Most cases of DDH, if diagnosed and treated early, are potentially reversible. All aspects of DDH have long been a source of debate, and universal agreement has not been reached. There is disagreement regarding the etiology and pathogenesis (genetic vs. mechanical), the preferred diagnostic approach (clinical vs. ultrasound (US)), the most effective screening policy (selective vs. universal) and the appropriate treatment approach.

Screening by US is well established as a critical element in the evaluation of the infant hip. However, there are many different techniques in use [3] [4] [5] [6]. The value of US screening is dependent on adherence to correct technique which underlines the critical importance of standardized training, audit and quality control [7].

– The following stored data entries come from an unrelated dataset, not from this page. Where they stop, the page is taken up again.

PR #382, opened 2024-06-13
Streamline tao peoplenet, add support for replayer and testing

wendell-hom:


jjomier (approved):
Works well!

tbirdso (approved):
Code looks good to me!

PR #383, opened 2024-06-14
Fix cropping issue

wendell-hom:
Found a cropping issue during hackathon that affects tao_peoplenet and body_pose_estimation apps.  
Jonathan found the fix by specifying `in_dtype` for the preprocessor.

The image that was going into Inference Op was missing 25% of the right side of the picture, so the body and face detection is not working properly.  With this fix, the bounding boxes for the person on the right is working as expected.

**Before**
before

**After**
after

### DIFF
--- a/applications/body_pose_estimation/body_pose_estimation.py
+++ b/applications/body_pose_estimation/body_pose_estimation.py
@@ -351,6 +351,9 @@ class BodyPoseEstimationApp(Application):
     def compose(self):
         pool = UnboundedAllocator(self, name="pool")
 
+        # Input data type of preprocessor
+        in_dtype = "rgb888"
+
         # Determine if the DDS Publisher is enabled.
         dds_common_args = self.kwargs("dds_common")
         dds_publisher_args = dds_common_args | self.kwargs("dds_publisher")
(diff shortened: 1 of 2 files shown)


tbirdso (commented):
@wendell-hom could you comment on how the fix works? Not sure I understand the relation between the datatype and image width here?

Are all input sources already streaming or compatible with uint8 RGBA data? Do you anticipate any input/output compatibility issues with the new datatype?

wendell-hom:
> @wendell-hom could you comment on how the fix works? Not sure I understand the relation between the datatype and image width here?
The output of v4l2 operator is always `RGBA8888` as mentioned [here](https://gitlab-master.nvidia.com/holoscan/holoscan-sdk/-/blob/main/public/examples/v4l2_camera/README.md?ref_type=heads&plain=1#L7).  If we don't explicitly tell format converter that the data type is `RGBA8888` it seems to be treating it as something else possibly something like `RGB888` and as a result we are not capturing the entire image.

> Are all input sources already streaming or compatible with uint8 RGBA data? Do you anticipate any input/output compatibility issues with the new datatype?
That's a good point, I'll should probably only update the in_dtype to be `RGBA8888` if the input is v4l2.

tbirdso (approved):
Looks good, thanks!

PR #402, opened 2024-06-26
Consecutive similar lines are avoided for statistics in analyze

sohamm17:
If two consecutive lines are similar, then they are ignored. This can happen when there are two outputs from one operator, going to the same downstream operator. We will then log two lines, but their paths are same. Therefore, two latency numbers, same or similar to each other, will be represented in the latency list. This can have weird impact into statistical numbers such as max latency, 99.9, 99 percentile latencies. So, we ignore the second line in this case. Below two lines are considered same, so that same latency is not overrepresneted in the list of observed latencies.

Example:

```
(replayer,1718165307330350,1718165307332187) -> (format_converter,1718165307332241,1718165307332354) -> (lstm_inferer,1718165307332391,1718165307333036) -> (tool_tracking_postprocessor,1718165307333095,1718165307335577) -> (holoviz,1718165307335664,1718165307343867) 
(replayer,1718165307330350,1718165307332187) -> (format_converter,1718165307332241,1718165307332354) -> (lstm_inferer,1718165307332391,1718165307333036) -> (tool_tracking_postprocessor,1718165307333095,1718165307335550) -> (holoviz,1718165307335653,1718165307343867) 
```

### DIFF
--- a/benchmarks/holoscan_flow_benchmarking/log_parser.py
+++ b/benchmarks/holoscan_flow_benchmarking/log_parser.py
@@ -58,6 +58,7 @@ def is_same_path(line1, line2):
     # if none of the above is true, then they are same path
     return True
 
+
 # parse the log file and return all the latencies for each path
 # The format is (Operator1, receive timestamp, publish timestsamp) -> (Operator2, receive timestamp,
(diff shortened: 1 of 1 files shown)


jjomier (approved):
LGTM

PR #403, opened 2024-06-27
Fix h.264 endoscopy tool tracking python test

mocsharp:
The test for h.264 Endoscopy Tool Tracking Python app was not correctly configured. Fixing the CMakeLists.txt with corrected test commands.

### DIFF
--- a/applications/h264/h264_endoscopy_tool_tracking/python/CMakeLists.txt
+++ b/applications/h264/h264_endoscopy_tool_tracking/python/CMakeLists.txt
@@ -13,52 +13,28 @@
 # See the License for the specific language governing permissions and
 # limitations under the License.
 
+# Enable the operators
+add_library(nvidia_nim_imaging INTERFACE)
+target_link_libraries(nvidia_nim_imaging INTERFACE holoscan::core holoscan::ops::holoviz holoscan::ops::lstm_tensor_rt_inference holoscan::ops::tensor_to_video_buffer holoscan::ops::tool_tracking_postprocessor)
+
 # Add testing
 if(BUILD_TESTING)
-  # To get the environment path
-  find_package(holoscan 2.1.0 REQUIRED CONFIG PATHS "/opt/nvidia/holoscan" "/workspace/holoscan-sdk/install")
-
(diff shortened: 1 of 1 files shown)


run
```diff
@@ -493,7 +493,7 @@ lint() {
     pushd ${SCRIPT_DIR} > /dev/null
 
     echo "Linting Python"
-    run_command ruff $DIR_TO_RUN --ignore E712 || exit_code=1
+    run_command ruff check $DIR_TO_RUN --ignore E712 || exit_code=1
```
wendell-hom, line 496: @mocsharp were you seeing an error without `check`?

mocsharp: https://github.com/nvidia-holoscan/holohub/actions/runs/9703101172/job/26780463857#step:4:7

```
Linting Python
[command] ruff . --ignore E712
error: `ruff <path>` has been removed. Use `ruff check <path>` instead.
```

jjomier: Which version of ruff are you using?
I guess adding check does not hurt for previous versions...

applications/h264/h264_endoscopy_tool_tracking/python/CMakeLists.txt
```diff
@@ -13,52 +13,28 @@
 # See the License for the specific language governing permissions and
 # limitations under the License.
```
wendell-hom, line 15:
```suggestion
cmake_minimum_required(VERSION 3.20)

find_package(holoscan 2.1.0 REQUIRED CONFIG
             PATHS "/opt/nvidia/holoscan" "/workspace/holoscan-sdk/install")

```

wendell-hom: Need to add the above, otherwise ctest will fail to find `holoscan` module

run
wendell-hom: Yea, looks fine to update this.

mocsharp: @jjomier it's coming from GitHub actions. Doesn't look like we pin to any specific version in the run script so likely the latest.

jjomier: That makes sense - thanks!

jjomier (approved):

The aim of this meeting was to achieve consensus on all of the above-mentioned issues, to propose an evidence-based approach to the problem of DDH, and to develop a system for early detection, diagnosis and treatment.


Meeting background

The meeting was held in Csolyospalos, Hungary in September 2018. 24 medical doctors (radiologists, orthopedic surgeons, pediatricians, general practitioners), with expertise in DDH diagnosis and management, were invited to participate. Several countries were represented, including Austria, Cyprus, Germany, Greece, Hungary, Iran, Ireland, Italy, Switzerland, Turkey and the UK.

Participants prepared a summary of the current evidence on specific topics, which then served as the basis for discussion. Questionnaires about the most important points were then distributed to the participants, who had to vote either for or against the proposals.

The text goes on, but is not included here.